4.3. EPR Experiments

EPR experiments were performed on X-band EPR (9.8 GHz) spectrometer Bruker ER-200D. Titrations of the radicals (~0.2 mM) were performed in a buffer mixture of acetate-phosphate-borate (0.5 mM of each) in a pH range of 2–10 starting from the acidic value.

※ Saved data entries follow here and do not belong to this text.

Issue #927, opened 2026-07-01
Bump jrig-cli pin to 0.1.2 and harden validate-plugins CI (deadline gate, sync-lint drift, npm-audit policy, forge_proofs)


jeremylongshore:
Cross-repo remediation cluster — the cc-plugins-anchored half. Executes source plan `intent-eval-lab/000-docs/106-PP-PLAN-cicd-jrig-cross-repo-remediation-2026-07-01.md` (full send A+B+C+D). Sibling cluster (the j-rig release + eval instrumentation) is tracked on `jeremylongshore/j-rig-skill-binary-eval`.

### Scope (one issue per logical cluster, not per task)

- **A2 — bump the jrig-cli pin `0.1.1 → 0.1.2`** (`package.json`) + refresh the lockfile. Gated on the `@intentsolutions/jrig-cli@0.1.2` publish propagating to npm. Restores the #173 + #175 provider/judge fixes to skill evals (fixes the Xquik false NO-SHIP, `693-AA-AACR`).
- **A3 — populate the first `forge_proofs` tier3-jrig row + make `enrich-jrig-data.mjs` fail loudly on a missing DB.** Today `marketplace/src/data/jrig-data.json` is literally `{}`, so every JRig-Verified badge is "pending" and a missing DB degrades silently.
- **B1 — register a dated deadline gate for the frontmatter `--strict` campaign** and correct the live error count (live `validate --strict` = **317** errors, not the stale 171/182). NOT the `|| exit 1` flip — that's a follow-on once the campaign clears. `scripts/check-ci-deadlines.py` already runs in CI, so the `# REPORT-ONLY-UNTIL:` marker is a real forcing function.
- **B2 — add the `sync-lint-ignores` generator + `--check` drift gate** and close the 2 sync-external blockers from `000-docs/691-AT-AUDT` (markdownlint/ruff synced-dir exclusion drift; `synced-gitignored-files-dropped`). Remaining 4 medium/low sync bugs → opportunistic follow-ups.
- **B3 — decide + implement the npm-audit CI policy** (`npm audit --production || true` at `validate-plugins.yml:284`): blocking on high/critical, or tracked report-only with a `check-ci-deadlines.py` deadline.

### Guardrails

No rule-loosening, no threshold-lowering, no coverage exclusions. Fixes land on the artifact, or a gate is honestly reclassified with a documented reason. B1 is explicitly **not** the strict-flip this pass.

[...]

PR #931, opened 2026-07-01
ci: derive synced-plugin lint exclusions with a generator (self-registering + drift-gated)

jeremylongshore:
The synced-plugin lint-exclusion lists in `.markdownlint-cli2.jsonc` (`ignores`) and `ruff.toml` (`extend-exclude`) were **hand-maintained**, and the CI gate (`check-synced-lint-exclusions.mjs`) could only **report** drift — a human still had to add the lines by hand. A newly-synced source therefore red-failed the very next CI run on mirrored markdown/python it doesn't own (the bug that blocked the `beads-dolt` sync, per `000-docs/691-AT-AUDT`).

Replaces the check-only script with a **generator**, `scripts/sync-lint-ignores.mjs`:

- **WRITE mode** derives both lists from the `.source.json`-marked dirs (identical discovery to the old check) and canonicalizes a **sentinel-delimited managed block** in each config. Everything outside the `BEGIN`/`END` sentinels (manual entries, comments, array close) is preserved — hand-maintained entries can never be clobbered (the old script's safety property is kept).
- **`--check` mode** is the CI drift gate: exits 1 naming the missing/stale dirs + the fix command. `validate-plugins.yml` repointed at it.
- Wired **WRITE mode into `sync-external.yml`** right after the sync writes files and before change-detection/commit, so a newly-synced source **self-registers** its exclusion in the same auto-PR (guarded on non-dry-run + zero sync errors, matching downstream commit gating). This unblocks re-managing `beads-dolt` as a normal external sync.

`markdownlint-cli2` has no real `--ignore` flag, so the config arrays are the only authoritative exclusion surface; the generator keeps them derived. Deletes the superseded `scripts/check-synced-lint-exclusions.mjs` and updates `ruff.toml`'s comment reference.

### Verified
- `--check` exits 0 (51 synced dirs in sync); WRITE mode idempotent.
- `ruff.toml` valid TOML (56 excludes) + `.markdownlint-cli2.jsonc` valid JSONC (62 ignores); both workflows valid YAML.
- The only reorder is ruff's out-of-order `publishing-skills` sorting into canonical place.

Part of #927. (One of the 2 sync-external blockers from `691-AT-AUDT`; the `synced-gitignored-files-dropped` blocker is tracked separately.)

**Beads:** `bd_000-projects-ueeqe` — under epic `bd_000-projects-4yxwc`.

- Jeremy Longshore
intentsolutions.io


jeremylongshore:
Good catch — fixed in `087de818a`. The generator now detects the file's existing EOL (`\r\n` vs `\n`) and splits/joins with it, so a CRLF checkout (Windows / `core.autocrlf`) no longer strands a trailing `\r` that breaks the sentinel lookup. `--check` still green (51 synced dirs in sync).

- Jeremy Longshore
intentsolutions.io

Small aliquots of NaOH solution were used for titration to a higher pH. The observed hfi constants were measured as a distance between low field and central lines of nitroxide triplet spectra.

Single proton exchange:

$$R·+H^{+}\rightleftarrows R·H^{+}; p{K}_a$$

was fitted with single pK_a titration curve function:

$$a_{N }\left(pH\right)=\frac{a_N\left(R·\right)+a_N\left(R·H^{+}\right)\times {10}^{p{K}_a-pH}}{1+{10}^{p{K}_a-pH}}$$

Double proton exchange implies the serial protonation,

$$R·+H^{+}\rightleftarrows R·H^{+}; p{K}_{a1}$$

$$R·H^{+}+H^{+}\rightleftarrows R·H_2^{2+}; p{K}_{a2}$$

which results in the double pK_a titration curve function:

$$a_{N }\left(pH\right)=\frac{a_N\left(R·\right)+a_N\left(R·H^{+}\right)\times {10}^{p{K}_{a1}-pH}+a_N\left(R·H_2{}^{2+}\right)\times {10}^{p{K}_{a1}-pH}\times {10}^{p{K}_{a2}-pH}}{1+{10}^{p{K}_{a1}-pH}+{10}^{p{K}_{a1}-pH}\times {10}^{p{K}_{a2}-pH}}$$

EPR settings. Microwave power, 5 mW; modulation amplitude, 0.08–0.12 mT.

SD for pK_a, 0.05; for hfc, 0.005 mT.